|
Tworczosc
[Nowe opowiadanie. Chyba potrzebne jest slowo komentarza. Tekst zostal
napisany na 19. urodziny Aliena i w zalozeniu mial byc o dziecinstwie,
przyjazni i bledach. Eksperymentuje tu troche z forma, jezeli
przebrneliscie przez "Sklepy cynamonowe" przebrniecie i przez to.]
"MIEJSCE DZIECINSTWA,
MIEJSCE POCHOWKU"
John MacKanacKy
(Jacek Suliga)
dla Aliena
Bruno Schulz fanfiction
* * *
Musze zabic na moim placu zabaw. Zbeszczescic dziewicze tereny
penetrowane szarymi oczami piecioletniego dziecka. Zbrukac gestymi,
krwawymi kroplami spokrewnione z moimi malymi stopami korzenie
oddychajacych moim powietrzem roslin.
Blekit nieba przygasal, chowal sie za wielkimi, ociezalymi chmurami,
przygniatajac sprosne korony usmiechnietych drzew. Zdawalo sie, ze te
drzewa afektuja wicher, wzburzajac teatralnie swe korony, azeby w
patetycznych przegieciach ukazac wytwornosc wachlarzy listnych o
srebrzystym podbrzuszu, jak futra szlachetnych lisic. Powietrze
momentalnie gestnialo, czulem sie jak kropla wina z ognia dnia
rozzagwionego, wysypujac z szyjki barwna urode slonca.
Wstalem i chwiejnym krokiem podszedlem do tlumu, falujacego przy
drodze, nagrzanej filatelistycznym goracem ich oczekiwania. W oddali
widac bylo parujaca czernia limuzyne rozpruwajaca powoli geste powietrze
lipcowego napiecia.
Plynny prawie kurz drogi unosil sie juz wysoko wypelniajac dokladnie
drzaca przestrzen miedzy wiwatujaca masa nabrzmialych sila i pozywnoscia
platow miesa z klawiatura zeber ludzkich. Samochod wtopil sie w tlum,
wszystko zafalowalo acyklicznie.
Zlocista, czysta kropla potu na skupionej i zmeczonej zmeczeniem
twarzy pasazera limuzyny. Grymas twarzy, nerwowy tik przypominajacy
tylko udreczony, wegetatywny usmiech starego gobelinu.

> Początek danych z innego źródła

PR #872, opened 2024-11-19
Fix bug in ClearChargingProfile.req

Pietfried:
## Describe your changes
Fixed issue that other charging profiles were cleared even when a profile id was specified

### DIFF
--- a/lib/ocpp/v16/charge_point_impl.cpp
+++ b/lib/ocpp/v16/charge_point_impl.cpp
@@ -2359,8 +2359,6 @@ void ChargePointImpl::handleGetCompositeScheduleRequest(ocpp::Call<GetCompositeS
 void ChargePointImpl::handleClearChargingProfileRequest(ocpp::Call<ClearChargingProfileRequest> call) {
     EVLOG_debug << "Received ClearChargingProfileRequest: " << call.msg << "\nwith messageId: " << call.uniqueId;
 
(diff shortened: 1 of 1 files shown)


lib/ocpp/v16/charge_point_impl.cpp
```diff
@@ -2372,8 +2370,8 @@ void ChargePointImpl::handleClearChargingProfileRequest(ocpp::Call<ClearCharging
                this->smart_charging_handler->clear_all_profiles_with_filter(
                    call.msg.id, call.msg.connectorId, call.msg.stackLevel, call.msg.chargingProfilePurpose, true)) {
         response.status = ClearChargingProfileStatus::Accepted;
-
-    } else if (this->smart_charging_handler->clear_all_profiles_with_filter(
+    } else if (!call.msg.id and
+               this->smart_charging_handler->clear_all_profiles_with_filter(
                    call.msg.id, call.msg.connectorId, call.msg.stackLevel, call.msg.chargingProfilePurpose, false)) {
```
hikinggrass, line 2375: since `call.msg.id` must be std::nullopt (because of the`!call.msg.id` in the if) at this point maybe you can directly pass `std::nullopt for `call.msg.if` here which would make this a bit more readable

hikinggrass (approved):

Moja spocona dlon spoczela na chlodzie matowego pistoletu, nedznej
kreatury walczacej na granicy nicosci i smierci. Zaraz zginie czlowiek.
Napotkalem jego wzrok, w dloni zyjace ale nadal chlodne zelazo, wzrok
pytajacy i rozumiejacy. Znajomy. Zaraz zginie czlowiek.
* * *
- Tratata!
Nie pada, biegnie dalej w moja strone. Celuje jeszcze raz.
- Tratatatatatata! Maciek! Upadnij! Nie zyjesz!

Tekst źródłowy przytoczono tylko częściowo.